Dataset entries:
PR #21714, opened 2021-07-19
sys-cluster/hpx: Bump to v1.7.0

shifty91:
Bump version to v1.7.0. Changes included:

- Restrict `test`, as tests don't build
- Remove `doc`, because the doc generation segfaults
- Close bugs related to tests and compile errors in respect to gcc 11

Thanks, Kurt


juippis (approved):
You're missing some dependencies, but I can add them.

shifty91:
@juippis Thanks! I realized that `asio` is missing, but completely forgot to update the PR...

PR #21718, opened 2021-07-19
net-im/telegram-desktop: Bump to 2.8.11

mid-kid:
@gyakovlev

I've not been able to reproduce the bug this fixes, but one affected person has told me the patch works, so here goes nothing.


gyakovlev:
thanks. I'm one of those who can't reproduce, still looks fine on my system.

PR #21725, opened 2021-07-20
net-p2p/retroshare: Version bump

G10h4ck:
Fixes a bunch of bugs fixed upstream in newer version and disabling
  components that are been obsoleted upstream in older versions

Bug: https://bugs.gentoo.org/785964
Bug: https://bugs.gentoo.org/779838
Bug: https://bugs.gentoo.org/798048
Bug: https://bugs.gentoo.org/798099

Signed-off-by: Gioacchino Mazzurco <gio@altermundi.net>


net-p2p/retroshare/retroshare-0.6.5-r3.ebuild
```diff
@@ -0,0 +1,143 @@
+# Copyright 1999-2021 Gentoo Authors
```
ionenwks, line 1: I see updating the old ebuild too, is there a reason to? i.e. are you planning to stabilize -r3 over 0.6.6 or something? Or is there a problem with 0.6.6 that will make users want to keep using 0.6.5?

I don't use this, so I wouldn't know.

ionenwks (commented):
Be nice if the ebuild could receive some modernizing.

Small review for that if interested in a few suggestions (haven't really looked into building/runtime/bugs side of things).

net-p2p/retroshare/retroshare-0.6.5-r3.ebuild
G10h4ck: I plan to stabilize 0.6.6 but there might be problems with new version so I also wanted to do a minimal maintenance of 0.6.5 in case someone need to stick to that retroshare version

G10h4ck:
Thanks for suggestions @ionenwks I have updated 0.6.6 ebuild according to them, can this be merged now?

net-p2p/retroshare/retroshare-0.6.6.ebuild
```diff
@@ -0,0 +1,124 @@
...
+	if use gui; then
+		make_desktop_entry retroshare
+
+		for i in 24 48 64 128 ; do
+			doicon -s ${i} "data/${i}x${i}/apps/retroshare.png"
+		done
+	fi
+}
+
+pkg_preinst() {
```
ionenwks, line 100: No longer need to define the postinst/postrm with xdg.eclass, but it has a preinst and being overwritten here.
```suggestion
pkg_preinst() {
	xdg_pkg_preinst

```

Or else it leads to:
```
 * QA Notice: new icons were found installed but icon cache
 * has not been updated:
 *   /usr/share/icons/hicolor/64x64/apps/retroshare.png
```

net-p2p/retroshare/retroshare-0.6.6.ebuild
```diff
@@ -0,0 +1,124 @@
...
+		ewarn "You have disabled GXS database encryption, ${PN} will use SQLite"
+		ewarn "instead of SQLCipher for GXS databases."
+		ewarn "Builds using SQLite and builds using SQLCipher have incompatible"
+		ewarn "database format, so you will need to manually delete GXS"
+		ewarn "database (loosing all your GXS data and identities) when you"
+		ewarn "toggle sqlcipher USE flag."
+	fi
+
+	if [[ ${REPLACING_VERSIONS} ]]; then
+		if ver_test ${REPLACING_VERSIONS} -lt 0.5.9999; then
```
ionenwks, line 111: Could make this `-lt 0.6`

ionenwks (commented):
> Thanks for suggestions @ionenwks I have updated 0.6.6 ebuild according to them, can this be merged now?

Thanks, changes look good but still a few things.

Keeping 0.6.5-r3 is fine but I forgot to mention that it should be added in a separate commit. Version bumps are normally done in their own commit to allow easy reversal and could have a message for changes to specific to 0.6.5.

May also want to change `Bug:` tags to `Closes:`, if it's fixed it can be closed (unless you prefer to wait for stabilization to do that, up to you how to handle your bugs -- personally tend to close when fixed in ~arch unless it's affecting many users that may need to find the bug).

But more importantly, this time I tried to build and seem to get getting build issues with gcc11 for 0.6.6 with any USE combinations:
```
util/rsdir.cc:280:38: error: 'create_directories' is not a member of 'std::filesystem'
  280 |                 if(!std::filesystem::create_directories(dest_dir))
```
Builds fine with `append-cxxflags -std=c++14` (that's because gcc11 defaults to c++17), but that's more of a temporary workaround than a fix, preferable would be to patch rsdir.cc to `#include <filesystem>` and send that upstream (if haven't yet, do check the [clean patch howto](https://devmanual.gentoo.org/ebuild-writing/misc-files/patches/index.html#clean-patch-howto)).

Also, noticed a few other minor things.

G10h4ck:
Thanks for the careful review @ionenwks all your remarks should be addressed ;)
Is it ok to merge this now?

ionenwks (approved):
> Thanks for the careful review @ionenwks all your remarks should be addressed ;)
> Is it ok to merge this now?

Indeed, looks good. I see cleaned the edos2unix too, nice -- and hadn't realized you were the upstream, guess I didn't need to say anything about upstreaming patches :) Thanks for your work.

> May also want to change `Bug:` tags to `Closes:`, if it's fixed it can be closed (unless you prefer to wait for stabilization to do that, [...]

Haven't heard back of your preference on this point, assume it was overlooked considering there's no reason not to close the version bump one at least. I'll go ahead and switch to `Closes:` myself where relevant so this doesn't have to wait longer.

G10h4ck:
Thanks!

PR #21728, opened 2021-07-20
dev-util/codespell: new package v2.1.0

waebbl:
Upon request from @juippis, move the package from ::guru to ::gentoo.

Closes: https://bugs.gentoo.org/667830


waebbl:
16 tests are skipped. They need aspell-en, but even when adding aspell to BDEPEND, the tests are being skipped.

dev-util/codespell/codespell-2.1.0.ebuild
```diff
@@ -0,0 +1,36 @@
...
+DESCRIPTION="Check text files for common misspellings"
+HOMEPAGE="https://github.com/codespell-project/codespell"
+SRC_URI="https://github.com/${PN}-project/${PN}/archive/v${PV}.tar.gz -> ${P}.tar.gz"
+
+# Code licensed under GPL-2
+# Dictionary licensed under CC-BY-SA-3.0
+LICENSE="GPL-2 CC-BY-SA-3.0"
+SLOT="0"
+KEYWORDS="~amd64 ~x86"
+RESTRICT="!test? ( test )"
```
ionenwks, line 20: `distutils_enable_tests pytest` already sets this for you, so it's not needed.
https://devmanual.gentoo.org/eclass-reference/distutils-r1.eclass/index.html

dev-util/codespell/codespell-2.1.0.ebuild
```diff
@@ -0,0 +1,36 @@
...
+EAPI=8
+
+PYTHON_COMPAT=( python3_{8..10} )
+DISTUTILS_USE_SETUPTOOLS=rdepend
+
+inherit distutils-r1
+
+DESCRIPTION="Check text files for common misspellings"
+HOMEPAGE="https://github.com/codespell-project/codespell"
+SRC_URI="https://github.com/${PN}-project/${PN}/archive/v${PV}.tar.gz -> ${P}.tar.gz"
```
ionenwks, line 13: The first two `${PN}` could be plain texted, see:

dev-util/codespell/codespell-2.1.0.ebuild
```diff
@@ -0,0 +1,36 @@
...
+
+	# This will fail if the package itself
+	# is not yet installed
+	sed -e 's:test_command:_&:' \
+		-i codespell_lib/tests/test_basic.py || die
+
+	distutils-r1_python_prepare_all
+}
+
+distutils_enable_tests pytest
```
ionenwks, line 36: Most python ebuilds in the tree put this after *DEPEND variables rather than under `python_*()`. This is used to setup global stuff (iuse/restrict/deps) rather than being the src_test phase itself (that normally you'd sort there).

dev-util/codespell/codespell-2.1.0.ebuild
```diff
@@ -0,0 +1,36 @@
...
+python_prepare_all() {
+	# do not depend on pytest-cov
+	sed -e '/addopts/d' -i setup.cfg || die
+
+	# This will fail if the package itself
+	# is not yet installed
+	sed -e 's:test_command:_&:' \
+		-i codespell_lib/tests/test_basic.py || die
+
+	distutils-r1_python_prepare_all
```
ionenwks, line 33: Preferable to run the function that will apply patches before seds and other changes. Patches are typically expected applied against the unchanged source.

dev-util/codespell/codespell-2.1.0.ebuild
waebbl: Oh ok, so this was the reason why it wasn't in the file :)

ionenwks:
Was doing some final checks (all good), but noticed this has a man page -- wouldn't hurt to install it. The Makefile can generate it (dependency is kind of trivial and already on most systems, so unconditional sounds fine).

dev-util/codespell/codespell-2.1.0.ebuild
```diff
@@ -0,0 +1,49 @@
+# Copyright 1999-2021 Gentoo Authors
+# Distributed under the terms of the GNU General Public License v2
+
+EAPI=8
+
+PYTHON_COMPAT=( python3_{8..10} )
+DISTUTILS_USE_SETUPTOOLS=rdepend
```
juippis, line 7: I get
```
```

dev-util/codespell/codespell-2.1.0.ebuild
```diff
@@ -0,0 +1,49 @@
...
+python_prepare_all() {
+	distutils-r1_python_prepare_all
+
+	# do not depend on pytest-cov
+	sed -e '/addopts/d' -i setup.cfg || die
+
+	# This will fail if the package itself
+	# is not yet installed
+	sed -e 's:test_command:_&:' \
+		-i codespell_lib/tests/test_basic.py || die
```
juippis, line 37: I wonder if we could use this here:
https://dev.gentoo.org/~mgorny/python-guide/distutils.html#installing-the-package-before-testing

Basically try `distutils_enable_tests --install pytest`

dev-util/codespell/codespell-2.1.0.ebuild
ionenwks: Probably be good to mention both need `DISTUTILS_STRICT_ENTRY_POINTS=y` and "qa" in `PORTAGE_ELOG_CLASSES` to get this message.

waebbl: I was wondering, because I didn't get the warning. Didn't know about the `DISTUTILS_STRICT_ENTRY_POINTS=1` flag and only had qa in `PORTAGE_ELOG_CLASSES`.

dev-util/codespell/codespell-2.1.0.ebuild
waebbl: works like a charm

juippis (approved):
Thanks! Weirdly test case still tries to use aspell, but it doesn't work even if aspell is installed. I wonder if aspell should install some python modules...?

waebbl:
> Thanks! Weirdly test case still tries to use aspell, but it doesn't work even if aspell is installed. I wonder if aspell should install some python modules...?

> 16 tests are skipped. They need aspell-en, but even when adding aspell to BDEPEND, the tests are being skipped.

I already noticed this. I haven't checked the aspell ebuild. Currently it doesn't have any python support, but I'm not aware if it could have it.

Thanks for merging it. I'm gonna drop the ::guru package.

▸ **Try it**
Within the records above, work out on how many lines the string "juippis" appears, and give only that number.

▸ **Answer to the exercise**
6